# Australian PR - Subclass 189 - Civil Engineer



## itsjeevani (Nov 6, 2016)

Dear Forum,

I am an Indian, currently working in south Africa. As i want to apply for the 189 PR (Australia), I would like to know some information regarding the downside and benefits of applying from from non native country(South Africa rather than India) to Australia.

I would be greatly appreciated if someone explain about the visa process with regard to applying center.

Thanks 
Gonee


----------



## zaback21 (Jan 18, 2017)

itsjeevani said:


> Dear Forum,
> 
> I am an Indian, currently working in south Africa. As i want to apply for the 189 PR (Australia), I would like to know some information regarding the downside and benefits of applying from from non native country(South Africa rather than India) to Australia.
> 
> ...


It doesn't matter from where you apply whether your native or no- native country.

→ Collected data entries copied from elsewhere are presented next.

PR #639, opened 2026-07-08
fix(parquet): right-size medium+ CPU request to fit the 16-vCPU node pool (WB-36925)

zacharyblasczyk:
## Why

`WB-36925` (P2): fresh/upsized single-tenant installs at **medium and larger** come up with `wandb-parquet` stuck `Pending` and its rollout wedged. This is not a quota or node-count problem — it's a sizing-contract mismatch between this chart and the deployer that no amount of scaling can fix.

The two sizing ladders are set from the same t-shirt size but never reconciled:

- **This chart** requests **15 CPU** (`request == limit`) for `parquet` at `medium`/`large`/`xlarge`/`xxlarge`.
- **The deployer** provisions a **16-vCPU node** for *every* size from `medium` through `xxlarge` on all three clouds (`r6i.4xlarge` / `n2-highmem-16` / `Standard_E16s_v5`).

A 16-vCPU node has ~15.8 allocatable after kube-reserved and ~14.9 after the standard DaemonSets (newrelic/datadog/wiz/kube-system ≈ 1 CPU). So a single 15-CPU parquet pod **cannot schedule on a brand-new empty node of that type**. Cluster-autoscaler correctly declines (`NotTriggerScaleUp: Insufficient cpu`), and because the deployment is `maxSurge=1, maxUnavailable=0`, the surge pod goes `Pending` while the old pods keep serving — the rollout wedges indefinitely and the install looks healthy while silently stuck. (Raising `max_nodes` — core#47476 — can't help; it's a per-node-fit problem, not a ceiling.)

The chart comment "reserve an entire node for parquet" only ever "reserved" a node by being coincidentally 1 CPU short of fitting; the moment per-node overhead crosses ~0.8 CPU (e.g. a newrelic DaemonSet rollout) it flips to permanently unschedulable.

## What

Lower the `parquet` and `parquet-metadata-cache` **request** to **13 CPU** at `medium`+ (limit stays **15** for burst headroom). 13 = ~14.9 schedulable − ~1.8 headroom, so a replica fits the default 16-vCPU node on all three clouds with margin for DaemonSet growth, and the wedged rollout unblocks (the surge pod now fits, so autoscaler will add a node when needed).

Dropping `request` below `limit` moves parquet to Burstable QoS — intentional; it can still burst to 15. No anti-affinity added: the chart already applies default **soft** `topologySpreadConstraints` on `kubernetes.io/hostname`, which spreads replicas one-per-node without hard-blocking scheduling. On 16-vCPU nodes two 13-CPU replicas can't co-locate anyway (26 > 15.8), so one-per-node still holds.

## Validation

- `helm lint` passes; rendering at `global.size=medium` yields parquet `requests.cpu: "13"` / `limits.cpu: "15"` with the existing soft hostname/zone `topologySpreadConstraints` intact.
- Grounded in a live scan of 102 AWS single-tenant clusters: **30** run the 15-CPU profile on 16-vCPU nodes (each on ≤0.8 CPU of headroom), and **3 are already wedged** with a `Pending` parquet pod (`shadybrook`, `pinterest`, `us1-staging-dog`). `small` is unaffected (parquet requests 1 CPU there) and untouched here.

## Rollout / follow-ups

- This chart edit reaches installs only via a chart release + the deployer advancing `operator_chart_version` (or the release channel). The immediate lever for the 3 currently-wedged installs is a per-install CR `parquet.resources.requests.cpu: "13"` override (operator precedence CR > defaults).
- Follow-up 1: a deploy-time schedulability preflight (fail fast when a single-pod request exceeds node allocatable) so the two ladders can't silently drift again — spans this repo + the deployer.
- Follow-up 2: verify api/frontend inherit the default PDB as intended.

Ticket: https://coreweave.atlassian.net/browse/WB-36925

🤖 Generated with [Claude Code](https://claude.com/claude-code)

## Summary by CodeRabbit

* **Chores**
  * Updated the Helm chart version to `0.44.0`.
* **Changes**
  * Reduced CPU request sizing for medium, large, xlarge, and xxlarge tiers for parquet-related components, while keeping CPU limits unchanged.
  * Adjusted sizing notes to match the updated resource requests.

### DIFF
--- a/charts/operator-wandb/Chart.yaml
+++ b/charts/operator-wandb/Chart.yaml
@@ -2,7 +2,7 @@ apiVersion: v2
 name: operator-wandb
 description: A Helm chart for deploying W&B to Kubernetes
 type: application
-version: 0.43.2
+version: 0.44.0
 appVersion: 1.0.0
 icon: https://wandb.ai/logo.svg
 
--- a/charts/operator-wandb/values.yaml
+++ b/charts/operator-wandb/values.yaml
@@ -2711,7 +2711,7 @@ parquet:
           cpu: "15"
           memory: 64Gi
         requests:
-          cpu: "15"
+          cpu: "13"
           memory: 64Gi
       autoscaling:
         horizontal:
@@ -2724,21 +2724,22 @@ parquet:
           cpu: "15"
           memory: 64Gi
         requests:
-          cpu: "15"
+          cpu: "13"
           memory: 64Gi
       autoscaling:
         horizontal:
           enabled: true
           maxReplicas: 2
           minReplicas: 2
-    # At larger t-shirt sizes, reserve an entire node for parquet.
+    # medium+ request (13 CPU) is sized to fit the default 16-vCPU node pool
+    # after DaemonSet/kube-reserved overhead; limit stays 15 CPU for burst.
     xlarge:
       resources:
         limits:
           cpu: "15"
           memory: 64Gi
         requests:
-          cpu: "15"
+          cpu: "13"
           memory: 64Gi
       autoscaling:
         horizontal:
@@ -2751,7 +2752,7 @@ parquet:
           cpu: "15"
           memory: 64Gi
         requests:
-          cpu: "15"
+          cpu: "13"
           memory: 64Gi
       autoscaling:
         horizontal:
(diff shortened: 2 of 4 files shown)


j7m4 (approved):

zacharyblasczyk:
Going to pause this.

1. Get your occupation assessed from the assessing authority: 

For 189 Visa: Skilled Occupations List (SOL)
For 190 Visa: https://www.border.gov.au/Trav/Work...ng-authorities/skilled-occupations-lists/CSOL

2. Get required points : Skilled Independent visa (subclass 189) Points Test

You may need to get 6+ to 8+ points in English depending on your points requirements.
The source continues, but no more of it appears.